-------- MATERIALS PROVIDED --------
PR #4408, opened 2018-06-05
Remove explicit send calls, part deux

haarts:
This is a continuation of #4376. The only thing changed is one commit fixing a bug in the original PR, I thought I could reopen the PR but I can't after I rebased the commits.  Ping @SomberNight, @kyuupichan.

From the original:
The goal here was to make the code base easier to understand and more decoupled. All the ElectrumX protocol mentions are now in the network module. Except for two instances in the websockets module.

Functionally almost nothing changed. The only thing which changed is that in the commands module an optional timeout parameter could be passed. That parameter has been removed in favor of simpler code.

### DIFF
--- a/lib/network.py
+++ b/lib/network.py
@@ -1045,6 +1045,20 @@ class Network(util.DaemonThread):
             raise Exception(r.get('error'))
         return r.get('result')
 
+    def wait_for(it):
+        """Wait for the result of calling lambda `it`."""
+        q = queue.Queue()
+        it(q.put)
+        try:
+            result = q.get(block=True, timeout=30)
+        except queue.Empty:
+            raise util.TimeoutException(_('Server did not answer'))
+
+        if result.get('error'):
+            raise Exception(result.get('error'))
+
+        return result.get('result')
+
     def request_header(self, interface, height):
         #interface.print_error("requesting header %d" % height)
         self.queue_request('blockchain.block.get_header', [height], interface)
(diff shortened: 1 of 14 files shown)


lib/network.py
```diff
@@ -1059,27 +1034,132 @@ def follow_chain(self, index):
     def get_local_height(self):
         return self.blockchain().height()
 
-    def synchronous_get(self, request, timeout=30):
+    def __wait_for(it):
```
SomberNight: Even if it's not needed, could you make this a `@staticmethod`?

lib/network.py
```diff
@@ -1059,27 +1034,132 @@ def follow_chain(self, index):
...
-        return r.get('result')
 
-    def broadcast(self, tx, timeout=30):
-        tx_hash = tx.txid()
+        if result.get('error'):
+            raise Exception(result.get('error'))
+
+        return result.get('result')
+
+    def __with_default_synchronous_callback(invocation, callback):
```
SomberNight: same; `staticmethod`?

lib/network.py
```diff
@@ -1059,27 +1034,132 @@ def follow_chain(self, index):
...
+
+    def get_transaction(self, transaction_hash, callback=None):
+        command = 'blockchain.transaction.get'
+        invocation = lambda c: self.send([(command, [transaction_hash])], c)
+
+        return Network.__with_default_synchronous_callback(invocation, callback)
+
+    def get_transactions(self, transaction_hashes, callback=None):
+        command = 'blockchain.transaction.get'
+        messages = [(command, tx_hash) for tx_hash in transaction_hashes]
```
SomberNight: `(command, [tx_hash])`

lib/network.py
haarts: This is indeed not needed but I'll gladly conform.

lib/network.py
haarts: idem

lib/network.py
haarts: good catch.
--------
Would you transcribe every entry exactly, leaving nothing out?

PR #4408, opened 2018-06-05
Remove explicit send calls, part deux

haarts:
This is a continuation of #4376. The only thing changed is one commit fixing a bug in the original PR, I thought I could reopen the PR but I can't after I rebased the commits.  Ping @SomberNight, @kyuupichan.

From the original:
The goal here was to make the code base easier to understand and more decoupled. All the ElectrumX protocol mentions are now in the network module. Except for two instances in the websockets module.

Functionally almost nothing changed. The only thing which changed is that in the commands module an optional timeout parameter could be passed. That parameter has been removed in favor of simpler code.

### DIFF
--- a/lib/network.py
+++ b/lib/network.py
@@ -1045,6 +1045,20 @@ class Network(util.DaemonThread):
             raise Exception(r.get('error'))
         return r.get('result')
 
+    def wait_for(it):
+        """Wait for the result of calling lambda `it`."""
+        q = queue.Queue()
+        it(q.put)
+        try:
+            result = q.get(block=True, timeout=30)
+        except queue.Empty:
+            raise util.TimeoutException(_('Server did not answer'))
+
+        if result.get('error'):
+            raise Exception(result.get('error'))
+
+        return result.get('result')
+
     def request_header(self, interface, height):
         #interface.print_error("requesting header %d" % height)
         self.queue_request('blockchain.block.get_header', [height], interface)
(diff shortened: 1 of 14 files shown)


lib/network.py
```diff
@@ -1059,27 +1034,132 @@ def follow_chain(self, index):
     def get_local_height(self):
         return self.blockchain().height()
 
-    def synchronous_get(self, request, timeout=30):
+    def __wait_for(it):
```
SomberNight: Even if it's not needed, could you make this a `@staticmethod`?

lib/network.py
```diff
@@ -1059,27 +1034,132 @@ def follow_chain(self, index):
...
-        return r.get('result')
 
-    def broadcast(self, tx, timeout=30):
-        tx_hash = tx.txid()
+        if result.get('error'):
+            raise Exception(result.get('error'))
+
+        return result.get('result')
+
+    def __with_default_synchronous_callback(invocation, callback):
```
SomberNight: same; `staticmethod`?

lib/network.py
```diff
@@ -1059,27 +1034,132 @@ def follow_chain(self, index):
...
+
+    def get_transaction(self, transaction_hash, callback=None):
+        command = 'blockchain.transaction.get'
+        invocation = lambda c: self.send([(command, [transaction_hash])], c)
+
+        return Network.__with_default_synchronous_callback(invocation, callback)
+
+    def get_transactions(self, transaction_hashes, callback=None):
+        command = 'blockchain.transaction.get'
+        messages = [(command, tx_hash) for tx_hash in transaction_hashes]
```
SomberNight: `(command, [tx_hash])`

lib/network.py
haarts: This is indeed not needed but I'll gladly conform.

lib/network.py
haarts: idem

lib/network.py
haarts: good catch.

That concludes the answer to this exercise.